Quand nous sommes rentrés, les enfants ont joué "à la mort". Les nounours se succédaient dans la grande boîte qui était promenée dans la maison. Après, ils ont organisé le repas de la mort avec la dînette. C'était triste et comique à la fois, ils digèrent, je suis contente de ça.

Je travaille trop, presque jour et nuit. Cet agrandissement qu'on m'a demandé pour l'école, c'est tout dans l'urgence, il ne faudra plus que j'accepte ce genre de commande. La fatigue est là.

Et cette journée porte ouverte au collège ce matin, je ne suis pas sûre qu'elle ait convaincu Matthias pour l'an prochain. "Pourquoi ne pourrait-on pas rester tout le temps à l'école primaire, Maman ? on travaillerait de pus en plus dur, d'accord, mais on resterait à l'école primaire..."

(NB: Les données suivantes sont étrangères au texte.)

PR #993, opened 2024-12-13
[ON-3137] fix bigint conversion

thehighestprimenumber:

Correct the conversion of a BigInt from a floating-point number by using the `toFixed(0)` method to ensure no fractional part remains before conversion.

The changes address a bug where fractional values could inadvertently affect conversion to BigInt, potentially causing errors or incorrect gas amount calculations. Using `toFixed(0)` ensures the number is properly formatted as an integer string, eliminating fractions before `BigInt` conversion, and thus enhancing reliability and correctness in gas processing logic.


lemilonkh (approved):
Good spot, thanks 👍✨

thehighestprimenumber:
I think it's the wrong solution

PR #994, opened 2024-12-13
[ON-3137] fix bigint conversion

thehighestprimenumber:

Fix the conversion of the `amount` to a number before converting to BigInt in `ActivityService.ts` by using `toFixed(0)`.

The previous conversion method might have led to precision issues or conversion errors since `toNumber()` alone might not provide the desired integer format for BigInt conversion. Using `toFixed(0)` ensures the `amount` is properly formatted as an integer string before conversion, thus preventing potential runtime errors or incorrect values.


lemilonkh (approved):
Thanks 👍

PR #995, opened 2024-12-13
fix: correct units difference between country and city total emissions

evanp:
The units we pull from OpenClimate for total country emissions are in tonnes, and we use kilograms in CityCatalyst. I updated the display code to correct it.

Correct the units difference between country total emissions and city total emissions by converting the country total emissions from tonnes to kilograms for accurate percentage calculation.

Previously, there was a unit mismatch where country emissions were in tonnes, and city emissions were in kilograms, causing incorrect percentage calculations. By multiplying the country emissions by 1000, both values are now in kilograms, ensuring accurate comparison and calculation.


lemilonkh (approved):
Thanks good spot. This should eventually be fixed during onboarding, good for now though 👍

PR #998, opened 2024-12-13
[ON-3144] fix save multiple direct measures

thehighestprimenumber:
Modify the query to save multiple direct measures by adding `inventoryId` as a condition in InventoryValue lookup.

Previously, saving multiple direct measures failed because the system only checked for `gpcReferenceNumber`, which could be associated with multiple `inventoryId`s, leading to incorrect conflict detection. The inclusion of `inventoryId` ensures the query accurately identifies unique records, preventing false positives in conflict checks.


lemilonkh (approved):
Amazing, thanks 👍✨

PR #999, opened 2024-12-13
[ON-3037] fix emissions breakdown when there's an NA activity

thehighestprimenumber:

Fix the emissions breakdown by excluding inventory values where CO2eq is NULL.

An issue was identified where activities with a NULL CO2eq value were incorrectly being included in emissions breakdown results, leading to "cannot convert null to bigint". The condition `iv.co2eq IS NOT NULL` ensures only relevant data is considered in the calculations, thereby improving the accuracy of the emissions breakdown.


evanp (approved):
This looks right.

PR #1002, opened 2024-12-16
CSV output updates

isaaccodekill:
- Add new functionality for exporting inventory data to CSV by introducing `CSVDownloadService`, updating dependencies to include `csv-stringify`, and refactoring existing types and services to support CSV formatting.

- Include new columns for csv output
```
[
"Inventory Reference",
"GPC Reference Number",
"Subsector name",
"Notation Key",
"Total Emissions",
"Activity Value",
"Activity Units",
"Emission Factor - CO2",
"Emission Factor - CH4",
"Emission Factor - N2O",
"Emission Factor - Unit",
"Datasource ID",
"DataSource name",
]
```

These changes enable users to download inventory data in CSV format, a common and widely supported file type that simplifies data manipulation and visualization. The addition of `CSVDownloadService` centralizes the CSV generation logic, keeping the code well-organized and extensible.

### DIFF
--- a/app/src/backend/CSVDownloadService.ts
+++ b/app/src/backend/CSVDownloadService.ts
@@ -1,0 +1,186 @@
+import { InventoryWithInventoryValuesAndActivityValues } from "@/util/types";
+import { sortGpcReferenceNumbers, toDecimal } from "@/util/helpers";
+import Decimal from "decimal.js";
+import { translationFunc } from "@/i18n/server";
+import { stringify } from "csv-stringify/sync";
+
+export default class CSVDownloadService {
+  public static async downloadCSV(
+    output: InventoryWithInventoryValuesAndActivityValues,
+    lng: string,
+  ) {
+    const headers = [
+      "Inventory Reference",
+      "GPC Reference Number",
+      "Subsector name",
+      "Notation Key",
+      "Total Emissions",
+      "Activity Value",
+      "Activity Units",
+      "Emission Factor - CO2",
+      "Emission Factor - CH4",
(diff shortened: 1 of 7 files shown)


app/src/backend/CSVDownloadService.ts
```diff
@@ -0,0 +1,186 @@
...
+            }
+
+            return {
+              emission_factor_unit: efUnit,
+              emission_co2,
+              emission_ch4,
+              emission_n2o,
+              activity_amount: activityAmount,
+              activity_unit: activityUnit,
+              data_source_id: "N/A",
```
lemilonkh, line 170: Leaving the field empty in this case might make sense, as if we parse it automatically having N/A strings might complicate things?

lemilonkh (approved):
Amazing thanks 👍✨

app/src/backend/CSVDownloadService.ts
isaaccodekill: Good point!

app/src/backend/CSVDownloadService.ts
```diff
@@ -0,0 +1,186 @@
...
+                ?.div(new Decimal("1e3"))
+                .toNumber(),
+            };
+          }),
+        };
+      }
+
+      if (dataDictionary[gpcRefNo as string].notation_key) {
+        dataDictionary[gpcRefNo as string].activityValues = [{}];
+      }
```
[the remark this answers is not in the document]
isaaccodekill: in this case, it's not important to care about previously set data

PR #1014, opened 2024-12-17
fix(ui): sets population validation input to explicitly accept numbers

cephaschapa:
Changes
- Adds more validation rules to population inputs
- During testing there was a special case while adding and inventory for Vicente Lopez that resulted in a valiation error response from the server.

image


lemilonkh (approved):
Great, thanks 👍

PR #1022, opened 2024-12-18
[ON-2881] Fix delete inventory

thehighestprimenumber:
Add functionality to delete an inventory through the DeleteInventoryModal component with password confirmation.

The feature update resolves the need for secure inventory deletion within the application by integrating API requests for password verification and deletion, and by providing user feedback upon successful or unsuccessful attempts. This enhances the user experience by ensuring necessary security protocols are followed and confirmations are communicated effectively.

### DIFF
--- a/app/src/services/api.ts
+++ b/app/src/services/api.ts
@@ -12,6 +12,7 @@ import {
   ConnectDataSourceResponse,
   EmissionsFactorResponse,
   GetDataSourcesResult,
+  InventoryDeleteQuery,
   InventoryProgressResponse,
   InventoryResponse,
   InventoryUpdateQuery,
@@ -48,6 +49,7 @@ export const api = createApi({
     "SectorBreakdown",
     "Inventory",
     "CitiesAndInventories",
+    "Inventories",
   ],
   baseQuery: fetchBaseQuery({ baseUrl: "/api/v0/", credentials: "include" }),
   endpoints: (builder) => ({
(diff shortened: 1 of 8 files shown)


app/src/services/api.ts
```diff
@@ -48,6 +49,7 @@ export const api = createApi({
     "SectorBreakdown",
     "Inventory",
     "CitiesAndInventories",
+    "Inventories",
```
lemilonkh, line 52: Can we use the Inventory tag we have already here? Normally we don't distinguish between singular/ plural in these tags...

app/src/services/api.ts
```diff
@@ -289,6 +291,18 @@ export const api = createApi({
...
+      InventoryAttributes,
+      InventoryDeleteQuery
+    >({
+      query: (data) => ({
+        url: `/inventory/${data.inventoryId}`,
+        method: "DELETE",
+      }),
+      transformResponse: (response: { data: InventoryAttributes }) =>
+        response.data,
+      invalidatesTags: ["InventoryProgress", "InventoryValue", "Inventories"],
```
lemilonkh, line 304: Technically this also invalidates Inventory, ActivityValue, InventoryValue, ReportResults, YearlyReportResults...

Probably won't cause issues for now as you will be on another inventory page or onboarding afterwards but still 😅

lemilonkh (approved):
Thanks 👍

app/src/services/api.ts
thehighestprimenumber: I had to add the Inventories so that the list of inventories gets updated without the inventory you just deleted

PR #1024, opened 2024-12-19
[ON-3176] invalidate cache for report results when disconnecting 3rd party data

thehighestprimenumber:
Invalidate the cache for "ReportResults" when disconnecting third-party data sources.

This change ensures that any cached report results are cleared and refreshed when a third-party data source is disconnected, preventing users from viewing stale data that may no longer be relevant or accurate.


lemilonkh (approved):
Thanks 👍✨

Issue #5535, opened 2023-03-20
Floating invalid in DryDepVelocity.F90 and rapid ozone loss after coupling with UCI_chem


wlin7:
In a testing branch with  #4707 merged into master, debug mode exposes a floating invalid at line 469 of [elm/src/biogeochem/DryDepVelocity.F90](https://github.com/E3SM-Project/E3SM/blob/master/components/elm/src/biogeochem/DryDepVelocity.F90)
`rs = 1.0_r8 / ( fsun(pi)/rssun(pi) + (1.0_r8 - fsun(pi))/rssha(pi) )`

And when it occur, it is due to rssun(pi) = 0.0. 

The following logic is added to allow the debug mode to proceed.
```
if (rssun(pi)==0._r8) then
    rs = 0.0_r8
else
    rs = 1.0_r8 / ( fsun(pi)/rssun(pi) + (1.0_r8 - fsun(pi))/rssha(pi) )
endif
```
Moreover, it is found that without the above logic to contain floating invalid, the simulation would experience rapid ozone loss: global tropospheric column ozone (TCO) losing 3/4 of the normal value and stratospheric column ozone (SCO) losing nearly 2/3.

Is it a bug to for `rssun(pi) `to have zero value? If occurrence of zero value is acceptable, if the above if-else-endif block to control the assignment for `rs` acceptable?

Where is the root cause? Related elm module need corresponding treatment when more gas species added?

Urgent helps are needed in order for merging primary v3atm features to master.

wlin7:
Hi @bishtgautam , can you please take a look at this issue?  @tangq @keziming did additional experiments and found the dry deposition fluxes calculated in land are unrealistically high. Shutting off that fluxes would prevent the rapid ozone loss. The occurrence of floating invalid in DryDepVelocity.F90 is just a hint, the root cause may be elsewhere.

FYI: The issue does not exist in [v3atm repo](https://github.com/E3SM-Project/v3atm/tree/NGD_v3atm) . The land component in that branch has no update since Jul 22, 2021 (e3472d21b20e57eaaeb7078c82c3578e25dc6e88).

tangq:
@bishtgautam and @wlin7,
[...]

PR #5552, opened 2023-03-24
Update stomatal resistance to properly account for sunlit or shaded conditions

wlin7:
This is to fix issue #5535, which exists in current repo but not exposed 
until testing with pre-merged branch for PR #4707. 

The original formulation of adding sunlit and shaded leaves in parallel 
did not consider the conditions when rssun and/or rssha = 0.0, which can 
not only causing floating invalid -- division by 0, but also leading to 
unrealistic dry deposition fluxes, hence rapid ozone loss. Other gas 
constituents can also be affected.

[non-BFB] expected for all F, I, and B tests. But unclear why current master 
                 hasn't experienced issue.

### DIFF
--- a/components/elm/src/biogeochem/DryDepVelocity.F90
+++ b/components/elm/src/biogeochem/DryDepVelocity.F90
@@ -466,16 +466,17 @@ CONTAINS
 
                   !Following Emmons et al (2020, JAMES), the stomatal resistances for shaded and sunlit
                   !leaves should be added in parallel.  Also need to account for the conditions of
-                  !rssun=0.0 and/or rssha=0.0
+                  !rssun=0.0 and/or rssha=0.0, for which only fsun=0 or fsun=1 is considered, respectively,
+                  !following the suggestion by Sam Silva.
 
                   if (rssun(pi) > 0._r8 .and. rssha(pi) > 0._r8) then
                      rs = 1.0_r8 / ( fsun(pi)/rssun(pi) + (1.0_r8 - fsun(pi))/rssha(pi) )
-                  else if (rssun(pi) > 0._r8 .and. rssha(pi) == 0._r8) then
-                     rs = fsun(pi)*rssun(pi)
-                  else if (rssun(pi) == 0._r8 .and. rssha(pi) > 0._r8) then
-                     rs = rssha(pi)*(1._r8-fsun(pi))
+                  else if (rssun(pi) > 0._r8 .and. fsun(pi) == 1._r8) then
+                    rs = rssun(pi)
+                  else if (rssha(pi) > 0._r8 .and. fsun(pi) == 0._r8) then
+                    rs = rssha(pi)
                   else
-                     rs = 0._r8
+                     rs = 1.e36_r8
                   endif
 
                   if (rs==0._r8) then ! fvitt -- what to do when rs is zero ???
--- a/components/elm/src/biogeochem/DryDepVelocity.F90
+++ b/components/elm/src/biogeochem/DryDepVelocity.F90
@@ -466,8 +466,7 @@ CONTAINS
 
                   !Following Emmons et al (2020, JAMES), the stomatal resistances for shaded and sunlit
                   !leaves should be added in parallel.  Also need to account for the conditions of
-                  !rssun=0.0 and/or rssha=0.0, for which only fsun=0 or fsun=1 is considered, respectively,
-                  !following the suggestion by Sam Silva.
+                  !rssun=0.0 and/or rssha=0.0, for which only fsun=0 or fsun=1 is considered, respectively.
 
                   if (rssun(pi) > 0._r8 .and. rssha(pi) > 0._r8) then
                      rs = 1.0_r8 / ( fsun(pi)/rssun(pi) + (1.0_r8 - fsun(pi))/rssha(pi) )
--- a/components/elm/src/biogeochem/DryDepVelocity.F90
+++ b/components/elm/src/biogeochem/DryDepVelocity.F90
@@ -465,8 +465,19 @@ CONTAINS
                else
 
                   !Following Emmons et al (2020, JAMES), the stomatal resistances for shaded and sunlit
-                  !leaves should be added in parallel
-                  rs = 1.0_r8 / ( fsun(pi)/rssun(pi) + (1.0_r8 - fsun(pi))/rssha(pi) )
+                  !leaves should be added in parallel.  Also need to account for the conditions of
+                  !rssun=0.0 and/or rssha=0.0
+
+                  if (rssun(pi) > 0._r8 .and. rssha(pi) > 0._r8) then
+                     rs = 1.0_r8 / ( fsun(pi)/rssun(pi) + (1.0_r8 - fsun(pi))/rssha(pi) )
+                  else if (rssun(pi) > 0._r8 .and. rssha(pi) == 0._r8) then
+                     rs = fsun(pi)*rssun(pi)
+                  else if (rssun(pi) == 0._r8 .and. rssha(pi) > 0._r8) then
+                     rs = rssha(pi)*(1._r8-fsun(pi))
+                  else
+                     rs = 0._r8
+                  endif
+
                   if (rs==0._r8) then ! fvitt -- what to do when rs is zero ???
                      rsmx(ispec) = 1.e36_r8
                   else


wlin7:
Hi @bishtgautam , Just taking the momentum to have this fix in, in anticipation of the integration of PR #4707, and asking you to review. We need to have this in place first, though the problem does not exist in the current branch for PR #4707 (which has an older version of land). Your suggestion was key leading to the eventual fix.

@balwinder, you helped putting in the original fix via #[4678](https://github.com/E3SM-Project/E3SM/pull/4678). This PR is on top of that, so I ask you to be the integrator. 

Thanks.

wlin7:
@singhbalwinder , since this PR seems only to become necessary until #4707 is merged, if confirmed it would cause NBFB for many tests, one option is to wait and merge it on the same day as merging PR #4707. I am testing if this fix would indeed cause BFB. Surprised it hasn't caused problem in current master.

tangq:
@wlin7 , current master uses the O3v2 package, which doesn't use this dry deposition flux. This is probably why it doesn't cause problem till the interactive tropospheric chemistry is merged via PR#4707.

singhbalwinder:
The formulation is exactly the same for the following `if` statement:
`if (rssun(pi) > 0._r8 .and. rssha(pi) > 0._r8) then`

Perhaps in the current cases, rssun(pi) and rssha(pi) are always >0. This can also explain why it is not causing any NBFB issues with the current tests.

bishtgautam:
I found two issues:

1. The `rs` computation for the second and third conditions is incorrect.

2. Looking at the [latest CTSM code](https://github.com/ESCOMP/CTSM/blob/master/src/biogeochem/DryDepVelocity.F90#L524-L527), we are missing one term (`elai`) to correctly compute stomatal conductance and the code should be modified as: 

```
                  if (rssun(pi) > 0._r8 .and. rssha(pi) > 0._r8) then
                     rs = 1.0_r8 / ( fsun(pi) * elai(pi) /rssun(pi) + (1.0_r8 - fsun(pi)) * elai(pi) /rssha(pi) )
                  else if (rssun(pi) > 0._r8 .and. rssha(pi) == 0._r8) then
                     rs = 1.0_r8 / fsun(pi)* elai(pi) / rssun(pi)
                  else if (rssun(pi) == 0._r8 .and. rssha(pi) > 0._r8) then
                     rs = 1.0_r8 / rssha(pi) * elai(pi) /(1._r8-fsun(pi))
                  else
                     rs = 0._r8
                  endif
```

I looked into the history of DryDepVelocity.F90 in CTSM and found the following:
- In [clm4_5_1_r106](https://github.com/ESCOMP/CTSM/commit/13721d61c51c414159c974f9545572266eb78c73#diff-883096632d5ee8eb3575113ff231e8769d6c6a35e8ae38b33fd9243d34be0616R464), the `rs` computation was updated to included `elai` but the combined resistance of sunlit and shaded leaves was still incorrectly computed assuming the leaves are in series.
- In [clm4_5_18_r268](https://github.com/ESCOMP/CTSM/commit/9e9900bf5c1725d9b1fb87a4d9c74260212034fb#diff-883096632d5ee8eb3575113ff231e8769d6c6a35e8ae38b33fd9243d34be0616R517), the `rs` computation was corrected to account for sunlit and shaded leaves are in parallel.

In ELM, the `rs` was updated to correctly account for leaves being in parallel via PR #4678, but `elai` was not accounted for in the computation.

wlin7:
@bishtgautam , thanks for digging into this issue further. We may need to include elai in the calculation, not sure if other changes also need to be included in order to make them consistent. @mingxuanwupnnl also mentioned there are other fixes in CSTM, which we may incorporate separately.

Regarding the calculations for the 2nd and 3rd conditions, I tend to think the following formulation is actually more appropriate
 ```
                 if (rssun(pi) > 0._r8 .and. rssha(pi) > 0._r8) then
                     rs = 1.0_r8 / ( fsun(pi)/rssun(pi) + (1.0_r8 - fsun(pi))/rssha(pi) )
                  else if (rssun(pi) > 0._r8 .and. rssha(pi) == 0._r8) then
                     rs = fsun(pi)*rssun(pi)
                  else if (rssun(pi) == 0._r8 .and. rssha(pi) > 0._r8) then
                     rs = rssha(pi)*(1._r8-fsun(pi))
                  else
                     rs = 0._r8
                  endif
```
In the very original formulation, like in ELMv1, the sunlit and shaded contributions are added in series, which is incorrect as reported in Emmons et al (2020) (and issue #4677).  But when there is only one of sunlit or shaded leaves at play, my understanding is, the standalone term in that incorrect addition is the correct one to use,  instead of taking the converted term derived from idea of the parallel addition.

                  `rs=(fsun(pi)*rssun(pi))+(rssha(pi)*(1._r8-fsun(pi)))`

And similarly if taking into account elai, the calculations would be 
 ```
                 if (rssun(pi) > 0._r8 .and. rssha(pi) > 0._r8) then
                     rs = 1.0_r8 / ( fsun(pi) * elai(pi) /rssun(pi) + (1.0_r8 - fsun(pi)) * elai(pi) /rssha(pi) )
                  else if (rssun(pi) > 0._r8 .and. rssha(pi) == 0._r8) then
                     rs = fsun(pi)*rssun(pi)/elai(pi)
                  else if (rssun(pi) == 0._r8 .and. rssha(pi) > 0._r8) then
                     rs = rssha(pi)/elai(pi)*(1.-fsun(pi))
                  else
                     rs = 0._r8
                  endif
```
For sure I don't have much knowledge in this. Please correct me if taking the standalone term from the old addition in series formulation is inappropriate. The different calculations do impact simulation results, as documented on #5535. Other please also chime in.

bishtgautam:
My point is that the computation for the 2nd and 3rd conditions should be consistent with the 1st condition and can be thought of as:

```
rs = 1.0_r8 / ( fsun(pi) * elai(pi) /rssun(pi) + (1.0_r8 - fsun(pi)) * elai(pi) /rssha(pi) )
rs = 1.0_r8 / ( fsun(pi) * elai(pi) /rssun(pi) +  0                                        )
rs = 1.0_r8 / ( 0                              + (1.0_r8 - fsun(pi)) * elai(pi) /rssha(pi) )
```

However, 1st, 2nd, and 3rd terms aren't consistent in your suggested code.

tangq:
I reached out to @samjsilva91 for suggestions, who worked on E3SM ozone dry deposition before.

wlin7:
Hi all, for a test, I ran simulations with both approaches (elai still not considered):  The run with the committed changes ([866ba5f](https://github.com/E3SM-Project/E3SM/pull/5552/commits/866ba5f4a139574244efe3b4af694f0d277681ae)) completed 5-year simulations. The run with the other approach encountered `ERROR: shr_reprosum_calc ERROR: NaNs or INFs
` after  about 2 years and 6 months.

As described in #5535, the limiter for base_sol and base_sol_reset still need to be applied otherwise the run with ne30pg2 grid would fail early.

Simulations with both approaches  for rs set rs=1.0e36_r8 when no sunlit nor shaded leaves as suggested by @samjsilva91 .

Please continue to iterate on this.

tangq:
@wlin7 and @bishtgautam , below is my understanding of the current status. Correct me if some points are not accurate.

- rs = 1.e36_r8 should be used when there are no sunlit or shaded leaves (suggested by @samjsilva91 ). This will cut off dry deposition to stomatal. But the changes in [866ba5f](https://github.com/E3SM-Project/E3SM/pull/5552/commits/866ba5f4a139574244efe3b4af694f0d277681ae) have rs=0, which will lead to large stomatal dry deposition and thus potential problems.
- We have two ways to calculate rs when rssha(pi) == 0._r8 or rssun(pi) == 0._r8, but we are not 100% sure which one to use.
1: 
```
else if (rssun(pi) > 0._r8 .and. rssha(pi) == 0._r8) then
                    rs = fsun(pi)*rssun(pi)
else if (rssun(pi) == 0._r8 .and. rssha(pi) > 0._r8) then
                    rs = rssha(pi)*(1._r8-fsun(pi))
```
2:
```
else if (rssun(pi) > 0._r8 .and. rssha(pi) == 0._r8) then
           rs = 1.0_r8 / ( fsun(pi) * elai(pi) /rssun(pi) +  0                                        )
else if (rssun(pi) == 0._r8 .and. rssha(pi) > 0._r8) then
           rs = 1.0_r8 / ( 0                              + (1.0_r8 - fsun(pi)) * elai(pi) /rssha(pi) )
```
- It seems reasonable to include the `elai` term in the equation because CLM did so, but we are not sure if that's correct for ELM.
- The limiter for base_sol and base_sol_reset is a surprise to me. Before merging to master, we ran multiple simulations of 1870-2014 with the chemUCI branch and didn't need this limiter. I wonder if we need the limiter if replacing rs=0.r8 with rs=1.e36_r8.

I feel we need to ask someone with the proper background to help with these remaining issues except the last one.

tangq:
Email response from Sam Silva (Thanks!):

It is important to note that this should really just exist as an error check.
The physical meaning or rssha == 0 is very unclear, this mean that the stomatal conductance (rate of gas exchange) is infinity. Infinitely large stomata minorly violates nearly every conservation law in the known universe. This is an undefined concept to me and represents a potential bug in the land model code.
 
Thinking about this more deeply, I would prefer setting rs = 1e36 anytime either rssun or rssha is zero and fsun == 0 or 1, respectively. Otherwise the normal weighting by LAI makes sense.
 
More specifically:
 
                if (rssun(pi) > 0._r8 .and. rssha(pi) > 0._r8) then
                    rs = 1.0_r8 / ( fsun(pi) * elai(pi) /rssun(pi) + (1.0_r8 – fsun(pi)) * elai(pi) /rssha(pi) )
                 else if (rssun(pi) > 0._r8 .and. fsun == 1._r8 .and. elai(pi) > 0.r_8 ) then
                    rs = rssun(pi)/elai(pi)
                 else if (rssha(pi) > 0._r8 .and. fsun == 0._r8  .and. elai(pi) > 0.r_8) then
                    rs = rssha(pi)/elai(pi)
                 else
                    rs = 1e36._r8
                 endif

rljacob:
status: plan to merge this with UCI chem PR.

wlin7:
Hi @bishtgautam @tangq , I have updated the PR with the changes suggested by Sam Silva (as Qi posted above). The else if block now only considers either fsun=1 or 0. With this, we don't need to deal with whether fsun (or 1-fsun) should be used as a multiplier or divider -- namely using it as a weighting or a nomalization factor. The current version does not consider elai.

I have only tested for a multi-month simulation. The run and simulated ozone are stable.

Can you please review, and approve the change if you think acceptable? This is preparing the fix to be merged together with UCI-chem PR into master.

bishtgautam (approved):

components/elm/src/biogeochem/DryDepVelocity.F90
```diff
@@ -465,8 +465,20 @@ subroutine depvel_compute( bounds, &
                else
 
                   !Following Emmons et al (2020, JAMES), the stomatal resistances for shaded and sunlit
-                  !leaves should be added in parallel
-                  rs = 1.0_r8 / ( fsun(pi)/rssun(pi) + (1.0_r8 - fsun(pi))/rssha(pi) )
+                  !leaves should be added in parallel.  Also need to account for the conditions of
+                  !rssun=0.0 and/or rssha=0.0, for which only fsun=0 or fsun=1 is considered, respectively,
+                  !following the suggestion by Sam Silva.
```
bishtgautam, line 470: I would suggest removing `following the suggestion by Sam Silva.` from the code and adding it as a comment in the PR discussion.

wlin7: Good idea. Just did.

tangq (approved):
The changes look good to me. Thank you, @wlin7 .

It is worth noting that the `elai` changes are not included in this PR.

wlin7:
Merged to next.

wlin7:
Merged to master.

Et toute cette pluie, cette gadoue dans le jardin... Demain il fera soleil. Demain, je ne travaille pas, promis. Et la semaine prochaine, on ira voir l'autre collège, pour comparer. Il faut déjà que Matthias assume complètement son saut de classe. Il est petit encore.

Et lui, il rentrera mercredi. Mercredi ou jeudi, il l'a promis.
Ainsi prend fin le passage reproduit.